__Work task__
Once you have read the entries below, write them all out again exactly.

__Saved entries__
------------------------------------------------------------------------
PR #1527, opened 2020-05-15
[Performance] Reduces OpenMP atomic additions with zero inputs

pawelpiotrowicz:
This PR speeds up the computation of kernels with `fn.sum()` as reduce functions with a simple trick that skips the atomic additions if the addend is 0.  This trick is particularly important if the message has a lot of zero elements, which can be the case if working with ReLU or Dropout.

Based on my (Pawel's) observation, the GCMC code can be 50% faster on MovieLens-1m dataset.  The command I tested is as follows:

```bash
export OMP_NUM_THREADS=24
export DGLBACKEND=pytorch
time python examples/pytorch/gcmc/train_sampling.py --data_name=ml-1m --use_one_hot_fea --gcn_agg_accum=stack --gpu -1 --train_max_epoch=15
```


yzh119:
hi @pawelpiotrowicz , we understand what optimization you made, but could you please elaborate more on "training faster up to 50%" (which model on what dataset?), and in what case `grad_e` would be zero?

Thanks very much for your contribution.

pawelpiotrowicz:
Hi @yzh119 below is my script 

```
export OMP_NUM_THREADS=24
export DGLBACKEND=pytorch
time python examples/pytorch/gcmc/train_sampling.py --data_name=ml-1m --use_one_hot_fea --gcn_agg_accum=stack --gpu -1 --train_max_epoch=15
```

zheng-da:
@pawelpiotrowicz do you know which one has more 0 values? in the forward computation or the backward computation?

zheng-da:
Also, please write more description in this PR.

BarclayII:
The speed up makes a lot of sense since GCMC implementation has a Dropout probability of 0.7.  This fix would skip a lot of unnecessary atomic additions, and should often (but not always) work with any model that has Dropout or ReLU on node features or message computations.

Updated the PR description accordingly.

I love this.  Please merge ASAP.

BarclayII:
@pawelpiotrowicz I have only one question: does this trick also apply in `BackwardBinaryReduceBcast::ApplyEdge()`?
https://github.com/dmlc/dgl/blob/d6993471e08bf522253e3e7449c5fcfa1d6d418f/src/kernel/cpu/backward_binary_reduce_impl.h#L127

pawelpiotrowicz:
@BarclayII  Yes is applicable and logic says that this is a good idea but from my test the final output is 2% worse than before. Maybe there is an configuration when will be better. Anyway the setup for me is the most optimal. Thank you for update description.

BarclayII:
> @BarclayII Yes is applicable and logic says that this is a good idea but from my test the epoch time is 2% worse than before. Maybe there is an configuration when will be better. Anyway the setup for me is the most optimal. Thank you for update description.

The 2% loss looks interesting.  The only places that invokes the DGL kernels are one in https://github.com/dmlc/dgl/blob/0b902d032ab92f9c4fd6d3d8b283129851fb43d2/examples/pytorch/gcmc/model.py#L90-L91
and another in
https://github.com/dmlc/dgl/blob/0b902d032ab92f9c4fd6d3d8b283129851fb43d2/examples/pytorch/gcmc/model.py#L340

and the `BackwardBinaryReduceBcast` should not impact either of them.  Anyway, I left a comment saying that this is worth further investigation and I tend to leave the code itself as-is (and I put your name there - I hope it's OK).

pengzhao-intel:
Good job @pawelpiotrowicz !
Thanks to review @zheng-da @yzh119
------------------------------------------------------------------------
__Completed exercise__
PR #1527, opened 2020-05-15
[Performance] Reduces OpenMP atomic additions with zero inputs

pawelpiotrowicz:
This PR speeds up the computation of kernels with `fn.sum()` as reduce functions with a simple trick that skips the atomic additions if the addend is 0.  This trick is particularly important if the message has a lot of zero elements, which can be the case if working with ReLU or Dropout.

Based on my (Pawel's) observation, the GCMC code can be 50% faster on MovieLens-1m dataset.  The command I tested is as follows:

```bash
export OMP_NUM_THREADS=24
export DGLBACKEND=pytorch
time python examples/pytorch/gcmc/train_sampling.py --data_name=ml-1m --use_one_hot_fea --gcn_agg_accum=stack --gpu -1 --train_max_epoch=15
```


yzh119:
hi @pawelpiotrowicz , we understand what optimization you made, but could you please elaborate more on "training faster up to 50%" (which model on what dataset?), and in what case `grad_e` would be zero?

Thanks very much for your contribution.

pawelpiotrowicz:
Hi @yzh119 below is my script 

```
export OMP_NUM_THREADS=24
export DGLBACKEND=pytorch
time python examples/pytorch/gcmc/train_sampling.py --data_name=ml-1m --use_one_hot_fea --gcn_agg_accum=stack --gpu -1 --train_max_epoch=15
```

zheng-da:
@pawelpiotrowicz do you know which one has more 0 values? in the forward computation or the backward computation?

zheng-da:
Also, please write more description in this PR.

BarclayII:
The speed up makes a lot of sense since GCMC implementation has a Dropout probability of 0.7.  This fix would skip a lot of unnecessary atomic additions, and should often (but not always) work with any model that has Dropout or ReLU on node features or message computations.

Updated the PR description accordingly.

I love this.  Please merge ASAP.

BarclayII:
@pawelpiotrowicz I have only one question: does this trick also apply in `BackwardBinaryReduceBcast::ApplyEdge()`?
https://github.com/dmlc/dgl/blob/d6993471e08bf522253e3e7449c5fcfa1d6d418f/src/kernel/cpu/backward_binary_reduce_impl.h#L127

pawelpiotrowicz:
@BarclayII  Yes is applicable and logic says that this is a good idea but from my test the final output is 2% worse than before. Maybe there is an configuration when will be better. Anyway the setup for me is the most optimal. Thank you for update description.

BarclayII:
> @BarclayII Yes is applicable and logic says that this is a good idea but from my test the epoch time is 2% worse than before. Maybe there is an configuration when will be better. Anyway the setup for me is the most optimal. Thank you for update description.

The 2% loss looks interesting.  The only places that invokes the DGL kernels are one in https://github.com/dmlc/dgl/blob/0b902d032ab92f9c4fd6d3d8b283129851fb43d2/examples/pytorch/gcmc/model.py#L90-L91
and another in
https://github.com/dmlc/dgl/blob/0b902d032ab92f9c4fd6d3d8b283129851fb43d2/examples/pytorch/gcmc/model.py#L340

and the `BackwardBinaryReduceBcast` should not impact either of them.  Anyway, I left a comment saying that this is worth further investigation and I tend to leave the code itself as-is (and I put your name there - I hope it's OK).

pengzhao-intel:
Good job @pawelpiotrowicz !
Thanks to review @zheng-da @yzh119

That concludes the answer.